:: WHAT TO PRODUCE ::
Could you write out the data that follows, exactly and in full?

(Beginning of RECORDS TO USE)

PR #1382, opened 2026-02-05
Clean up outdated settings

tcely:
Removed:

- `MAX_ATTEMPTS`
- `BACKGROUND_TASK_PRIORITY_ORDERING`
- `MAX_BACKGROUND_TASK_ASYNC_THREADS`
- `BACKGROUND_TASK_ASYNC_THREADS`
- `BACKGROUND_TASK_RUN_ASYNC`
- `DEFAULT_THREADS`

### DIFF
--- a/tubesync/tubesync/local_settings.py.container
+++ b/tubesync/tubesync/local_settings.py.container
@@ -15,10 +15,6 @@ if DJANGO_URL_PREFIX and STATIC_URL:
     STATIC_URL = urljoin(DJANGO_URL_PREFIX, STATIC_URL[1:])
 
 
-# This is not ever meant to be a public web interface so this isn't too critical
-SECRET_KEY = getenv('DJANGO_SECRET_KEY', 'tubesync-django-secret')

(End of RECORDS TO USE)

:: COMPLETED EXERCISE ::
PR #1382, opened 2026-02-05
Clean up outdated settings

tcely:
Removed:

- `MAX_ATTEMPTS`
- `BACKGROUND_TASK_PRIORITY_ORDERING`
- `MAX_BACKGROUND_TASK_ASYNC_THREADS`
- `BACKGROUND_TASK_ASYNC_THREADS`
- `BACKGROUND_TASK_RUN_ASYNC`
- `DEFAULT_THREADS`

### DIFF
--- a/tubesync/tubesync/local_settings.py.container
+++ b/tubesync/tubesync/local_settings.py.container
@@ -15,10 +15,6 @@ if DJANGO_URL_PREFIX and STATIC_URL:
     STATIC_URL = urljoin(DJANGO_URL_PREFIX, STATIC_URL[1:])
 
 
-# This is not ever meant to be a public web interface so this isn't too critical
-SECRET_KEY = getenv('DJANGO_SECRET_KEY', 'tubesync-django-secret')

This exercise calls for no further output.